Requirement
Pick each line containing "think" out of the records.

══ Source data ══

PR #1305, opened 2022-07-22
Update Connections and Requests concept page for v4.

StephanieJKS:
Closes ~#ISSUE_NUMBER~

Updates the Connections and Request concept page to be relevant for v4.

## Checklist

- [ ] Tests added

### DIFF
--- a/packages/docs/concepts/connections-and-requests.yaml
+++ b/packages/docs/concepts/connections-and-requests.yaml
@@ -24,13 +24,7 @@ _ref:
         type: Markdown
         properties:
           content: |
-            ### TLDR
-              - `connections` define links to other services, like connecting to a database. They are defined at the root of the lowdefy configuration.
-              - `requests` use connections to make a call to the connected external services.
-              - Use the [`_secret`](/_secret) operator to reference API keys or other secrets as required - do not code secrets into your config or commit secrets to your config source control.
-
-            -----------
-            In a Lowdefy app you can integrate with other services like API's or databases using `connections` and `requests`. Connections configure the connection settings to the service, and often contain parameters like connection strings, urls and secrets like passwords or API keys. Requests are used to interact with the connection, like inserting a data record, executing a query or calling a API end-point.
+            In a Lowdefy app you can integrate with other services like API's or databases using `connections` and `requests`. Connections configure the connection settings to the service, and often contain parameters like connection strings, urls and secrets like passwords or API keys. Requests are used to interact with the connection, such as inserting a data record, executing a query or calling a API end-point.
 
       - id: alert2
         type: Alert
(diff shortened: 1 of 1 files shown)


packages/docs/concepts/connections-and-requests.yaml
```diff
@@ -43,12 +37,16 @@ _ref:
         type: Markdown
         properties:
           content: |
+            To implement requests, the following steps are required:
+            - define a connection.
+            - define a request.
+            - call the request using a [request action](/Request).
+            - use returned data by making use of the [request operator](/_request).
```
SamTolmay, line 44: I think thes should be `[Request](/Request) action` and `[_request](/_request)operator`.

packages/docs/concepts/connections-and-requests.yaml
```diff
@@ -75,16 +73,28 @@ _ref:
 
             # Requests
 
-            Requests can be defined on any block, and the results of the request are available to any block in the same context. Requests must have an `id`, `type`, `connectionId` field specifying the connection to use, and `properties` defining the request settings. Requests can be called using the [`Request`](/Request) action. Operators in request properties are evaluated every time a request is called.
+            Requests can be defined on any block, and the results of the request are available to any block in the same context. Requests must have an `id`, `type`, `connectionId` field specifying the connection to use, and `properties` defining the request settings. Requests can be called using the [`Request`](/Request) action.
```
SamTolmay, line 76: `and the results of the request are available to any block in the same context` should be removed  and replaced with some like `the results of the request can be access using the _request operator anywhere on the same page`.

packages/docs/concepts/connections-and-requests.yaml
```diff
@@ -24,30 +24,28 @@ _ref:
...
-          message: Sensitive information like passwords or API keys are often required to use external services. The _secret operator should be used to reference these secrets, they should never be coded directly in your app, or committed to source control.
+          message: Sensitive information like passwords or API keys are often required to use external services. The <a href = "./_secret">_secret</a> operator should be used to reference these secrets, they should never be coded directly in your app, or committed to source control.
 
       - id: md2
         type: Markdown
         properties:
           content: |
-            # Connections
+            To implement requests, the following steps are required:
+            - define a connection.
```
SamTolmay, line 41: Should these start with capitals?

packages/docs/concepts/connections-and-requests.yaml
```diff
@@ -73,18 +71,30 @@ _ref:
...
 
-            # Requests
+            ## Requests
+
+            Requests can be defined on any block, and the results of the request can be access using the `_request` operator anywhere on the same page. Requests must have an `id`, `type`, `connectionId` field specifying the connection to use, and `properties` defining the request settings. Requests can be called using the [`Request`](/Request) action.
 
-            Requests can be defined on any block, and the results of the request are available to any block in the same context. Requests must have an `id`, `type`, `connectionId` field specifying the connection to use, and `properties` defining the request settings. Requests can be called using the [`Request`](/Request) action. Operators in request properties are evaluated every time a request is called.
+            The client operators to be used are defined in the `payload` field and are accessed by making use of the `_payload` operator in the `properties` field. These operators are evaluated on the client. Operators defined in `properties`, such as `_secret` and `_user`, are evaluated on the server. Operators in the request are evaluated every time a request is called.
```
SamTolmay, line 78: Maybe we could do something like:
```
Data that should be passed to the request from the client can be defined in the `payload` field. Operators can be used to create the payload. An example of this would be to use the `_state` operator to include the value of an input block in the payload. The data in the payload can accessed in the request by making use of the `_payload` operator in the `properties` field. The operators defined in the properties field are evaluated on the server. Operators in the request are evaluated every time a request is called.
```

SamTolmay (approved):

packages/docs/concepts/connections-and-requests.yaml
StephanieJKS: I think they should. 

Change made in 97d1d764505e2c23bfcbf67116271b2ab8a853f0

packages/docs/concepts/connections-and-requests.yaml
StephanieJKS: This makes sense.

Change made in 97d1d764505e2c23bfcbf67116271b2ab8a853f0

═══

Result of this exercise
SamTolmay, line 44: I think thes should be `[Request](/Request) action` and `[_request](/_request)operator`.
StephanieJKS: I think they should. 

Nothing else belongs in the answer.